PR #223, opened 2026-07-10
#15 - Clean up of RoCE bench issues

RamyaGuru:
Clean up of various RoCE bench issues on DGX Spark:

- **Unidirectional standardization** — RoCE was the only transport running
  bidirectionally; make it one-way by default (matching DPDK and sockets) so the
  numbers are apples-to-apples, and re-measure the perf report.
- **Idling in the workload bench** — the RoCE workload receive path blocked on the
  GPU every message; recycle recv buffers with CUDA events so the receiver keeps
  reaping completions instead.
- **Fixed GEMM size for the workload bench** — pin the GEMM dimension (and add a
  matching FFT-length knob) so the FLOP count per call is constant across the
  message-size sweep.
- **Spark netns port auto-detect** — harden the wire-loopback setup to group ports
  by `phys_port_name`, robust to PCIe re-enumeration.


docs/benchmarks/performance-dgx-spark.md
```diff
@@ -27,27 +31,27 @@ loopback). The exact commands are collected under [Reproduce](#reproduce) below.
...
+Each transport at its best-case **operation size**. Raw/RoCE are
 single-stream; socket TCP/UDP scale with the number of client/server pairs, so the
 four-pair aggregate is shown.
 
 | Stream / Protocol | Best case | Throughput | Drops | Notes |
 | ----------------- | --------- | ---------: | ----- | ----- |
-| Raw Ethernet / GPUDirect | 4 KB packet | **105.5 ±0.9 Gb/s** | 0 | 98.5 Gb/s single-queue at the 8 KB native shape |
-| Socket / RoCE (SEND) | 8 MB message | **102.2 ±0.3 Gb/s** | 0 | Single QP, batch 1 |
+| Raw Ethernet / GPUDirect | 4 KB packet | **105.5 ±0.9 Gb/s** | 0 | 98.5 Gb/s single-queue at 8 KB |
+| Socket / RoCE (SEND) | 64 KB message | **106.0 ±0.1 Gb/s** | 0 | Single QP, batch 1 |
```
cliffburdick: I think we should just artificially say this is 100Gbps since it could be confusing to people without a footnote. The Spark networking is very strange so 106Gbps could look *bad* in some cases if people think it's a 200G link.

docs/benchmarks/performance-dgx-spark.md
```diff
@@ -143,36 +147,37 @@ saturate the wire; the smallest messages are bound by per-operation software
...
 
-| Core                | Busy% | Note                                            |
-| ------------------- | ----: | ----------------------------------------------- |
-| Master (CPU 8)      |  5.9% | Orchestration only                              |
-| Client TX (CPU 17)  | 74.9% | Post-and-poll spin; rate-independent            |
-| Server RX (CPU 18)  |  0.0% | HCA writes straight to memory; CPU uninvolved   |
+| Core                 | Busy% | Note                                            |
+| -------------------- | ----: | ----------------------------------------------- |
+| Master (CPU 8)       |  0.7% | Orchestration only                              |
+| Client TX (CPU 17)   | 74.8% | Post-and-poll spin; rate-independent            |
```
cliffburdick: What does rate-independent mean here?

examples/bench_workload.h
```diff
@@ -32,11 +33,42 @@ enum class BenchWorkload { None, Fft, Gemm, GemmFp16 };
...
+// FIXED so the FLOP count per call (2*n^3) is constant as the I/O unit (message /
+// burst window) is swept -- this isolates pipelining depth from problem size in
+// the RoCE-vs-raw comparison. The compute working set is n*n*elem_size, derived
+// entirely from n; the assembled input buffer must be at least that large.
+// Returns 1024 (the default) if unset. Mirrors parse_workload's stride.
+int parse_workload_gemm_dim(int argc, char** argv);
+
+// Parse "--workload-fft-len N" from argv: the 1-D C2C transform length. The burst
+// working set is fanned out across as many batched length-N transforms as fit, so
+// N sets the per-transform cost (~5*N*log2(N) flops) while the batch count tracks
```
cliffburdick: That equation only works for powers of two, so we may want to restrict it or remove that comment

docs/benchmarks/performance-dgx-spark.md
```diff
@@ -292,74 +294,24 @@ across the run. Throughput is mean ± std over 3 reps, 30 s each.
...
-(`gemm_fp16`, single rep per point. Raw cells use the nearest whole-packet window to the
-batch size; RoCE caps the batch at the 8 MB message.)
+Fixed **n=1024**, one GEMM (or a length-1024 batched FFT) per received unit. DPDK runs
+at an **8 KB payload** (~8 MB reorder window, 1024 packets × 8000 B), matched to RoCE's
+**8 MB message** so the GPU working set and per-unit compute are the same on both.
+3 reps, 30 s each, GPU SM% from `nvidia-smi dmon`; 0 drops on every cell.
+
+| Workload | DPDK (Raw / GPUDirect) | RoCE (RC) |
+| -------- | ---------------------: | --------: |
+| none (baseline) | 98.4 ±0.2  | 108.0 ±0.1 |
```
cliffburdick: This one is surprising to me. Do we know why the packet reception went down by 5% when a workload was enabled? I would think given the memory bandwidth it would be unaffected.

cliffburdick (approved):

docs/benchmarks/performance-dgx-spark.md
RamyaGuru: No, this was it :/ I had grabbed a second QSFP from the office that turned out to be 200 instead of 100 Gps, and think I must have been running with that cable for some time. I'm so sorry for the confusion! I refreshed all numbers in this doc with a vetted 100G link. It reproduced most of the old numbers, but this time saturated at wire rate properly instead of giving > 100 Gbps throughput values.
I think the old report was capping ~108 Gbps on the 200G link because I was measuring unidirectional traffic only p0 --> p1?

docs/benchmarks/performance-dgx-spark.md
RamyaGuru: I think meaning that the CPU % for polling CPUs is not dependent on the data rate on the wire? But I **removed that phrase** because I don't believe it was something I actually tested for.

examples/bench_workload.h
RamyaGuru: Thanks. Removed comment for now.

docs/benchmarks/performance-dgx-spark.md
RamyaGuru: I don't have a clear explanation yet. I removed speculative explainer text in the report. I think another data point on IGX or RTX Pro server would help me see if it has something to do with unified memory on the Spark that I'm not handling right?

docs/benchmarks/performance-dgx-spark.md
```diff
@@ -44,8 +44,8 @@ just under that ceiling.
 | ----------------- | --------- | ---------: | ----- | ----- |
 | Raw Ethernet / GPUDirect | 8 KB packet | **98.8 ±0.1 Gb/s** | 0 | Flat ~98.7 across 4–8 KB, all batch sizes |
 | Socket / RoCE (SEND) | 64 KB message | **97.6 ±0.1 Gb/s** | 0 | Single QP, batch 1 |
-| Socket / TCP | 1 MiB × 4 pairs | **90.6 ±1.5 Gb/s** | ~0 | Flow-controlled (App TX = App RX) |
-| Socket / UDP | 8 KB × 4 pairs | **28.5 ±0.6 Gb/s** | ~54% loss | Receiver goodput; unpaced sender |
+| Socket / TCP | 8 KB × 4 pairs | **87.3 ±2.2 Gb/s** | ~0 | Flow-controlled (App TX = App RX) |
```
cliffburdick, line 47: These numbers are still backwards to me. We probably should investigate at some point

Issue #220, opened 2026-07-09
[FEA] Add eMPW to Tx


cliffburdick:
Add eMPW for more efficiency on TX

cliffburdick:
Closed by #221

PR #224, opened 2026-07-14
#220 - Size ibverbs TX QPs for actual segments

cliffburdick:


RamyaGuru:
Validated on IGX Thor DevKit. ibverbs engine with num_bufs = 12288 now works

RamyaGuru (approved):

Issue #206, opened 2026-06-26
[DOC] Finish README and website positioning polish


dleshchev:
## Report incorrect documentation

**Location of incorrect documentation**

- `README.md`
- `docs/images/logo.svg`
- `mkdocs.yml`
- `docs/benchmarks/benchmarks.md`
- Landing page snippets under `docs/landing/`

**Describe the problems or issues found in the documentation**

A few README and website positioning items need cleanup so the first-time reader gets a clearer picture of DAQIRI's hardware requirements, engine choices, peak-performance path, and benchmark results.

Current issues:
- The README logo artwork has the daiquiri glass and compute/server element on different visual baselines.
- README does not have a concise engine summary that says:
  - DPDK is the default raw Ethernet engine.
  - raw `ibverbs` is an opt-in engine for supported Mellanox/mlx5 NICs.
  - Linux TCP/UDP sockets are always available.
- The README and website should distinguish Linux TCP/UDP sockets from RoCE more clearly. TCP/UDP sockets do not require an NVIDIA NIC; RoCE is configured through the socket stream model but still requires suitable RDMA / ConnectX hardware.
- The README and website should state that peak-performance benchmarking and production datapaths should use the C++ API.
- Benchmark numbers are not visible enough in the website landing flow.
- The docs page is still labeled "Concepts" in navigation even though the page describes itself as the DAQIRI glossary.
- The Benchmarking page decision-tree image is too large on first load.

**Steps taken to verify documentation is incorrect**

- Checked `origin/main` README and docs navigation.
- Checked current landing-page includes in `docs/index.md`.
- Checked recent PR history for website/news handling.
- Checked existing benchmark docs and open benchmark platform issues.

**Suggested fix for documentation**

- Adjust `docs/images/logo.svg` so the daiquiri glass and compute/server element sit on the same horizontal plane.
- Add a short README "Engines" section using conservative wording:
  - raw Ethernet defaults to `dpdk`;
  - raw `ibverbs` is opt-in for supported mlx5 hardware;
  - Linux TCP/UDP sockets are always built in;
  - RoCE uses the socket stream configuration model but requires RDMA-capable hardware.
- Add a short C++ peak-performance note to README and the website/API entry points.
- Add a compact benchmark teaser to the landing page with available measured numbers and links to detailed benchmark pages.
- Rename the user-facing docs nav label from "Concepts" to "Glossary", if that is the intended terminology.
[...]

PR #227, opened 2026-07-15
#206 - Docs website cleanup: nav, mobile toggle, header, and prose

chloecrozier:
## Summary

Docs cleanup for the website (issue #206). Fixes two visible UI bugs, removes and obvious ai-speak, and keeps the wordage simple and clear
## Changes

- **Fix mobile light/dark toggle.** The palette had two entries both bound to `prefers-color-scheme`, so tapping the button only mirrored the OS setting and appeared to do nothing. Replaced it with a simple two-state toggle that defaults to dark and switches dark, light, dark
- **Fix landing header title on scroll.** The site title and page title were identical, so Material slid the same text sideways when scrolling from the top. The landing header now shows one static title
- **Remove duplicate Previous/Next nav.** Pages had hand-written Previous/Next links that duplicated (and disagreed with) the theme's built-in footer nav. Kept the theme footer as the single source
- **Shorten the site title.** Uses a colon ("DAQIRI:") instead of a dash. It is shorter and reads more cleanly, including for screen readers
- **Drop em dashes and prose semicolons across the docs.** Rewrote them as commas, periods, or parentheses
- Shorter clauses are easier to read and are announced more predictably by screen readers. Code blocks are untouched
- **Plainer wording.** Toned down a few marketing-style sentences on the landing page.
- **Small grammar fix.** "a NVIDIA" to "an NVIDIA" for consistency

## Test plan

- [x] `mkdocs build --strict` passes (only the pre-existing packet-diagram image warnings, which CI generates)
- [x] `scripts/check_html_links.py site` passes
- [x] `scripts/check_doc_refs.py` passes
- [ ] Reviewer: UI looks good locally

### DIFF
--- a/docs/api-reference/configuration.md
+++ b/docs/api-reference/configuration.md
@@ -54,7 +54,7 @@ These settings apply globally to both TX and RX:
 
 ## Memory Regions
 
-`memory_regions:` — List of regions where packet buffers are stored. The number of regions
+`memory_regions:` List of regions where packet buffers are stored. The number of regions
 and their `kind` determines the receive mode (CPU-only, header-data split, or batched GPU).
 
 - **`name`**: Memory region name. Referenced by queue configurations.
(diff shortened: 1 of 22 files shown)


dleshchev:
The landing header override hides the second `.md-header__topic`, but Material still toggles `.md-header__title--active` after scrolling past the H1. That active rule also sets the first topic to `pointer-events: none` and `z-index: -1`, while this override only restores `opacity`/`transform`. Could you also reset `pointer-events` and `z-index` here, or otherwise disable the active title state on the landing page?

chloecrozier:
@dleshchev  I addressed your comment!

* [What is needed] Please reproduce, exactly as written, the lines of the records from the first line through the one containing "numbers are apples-to-apples, and".

* [Exercise answer]
PR #223, opened 2026-07-10
#15 - Clean up of RoCE bench issues

RamyaGuru:
Clean up of various RoCE bench issues on DGX Spark:

- **Unidirectional standardization** — RoCE was the only transport running
  bidirectionally; make it one-way by default (matching DPDK and sockets) so the
  numbers are apples-to-apples, and re-measure the perf report.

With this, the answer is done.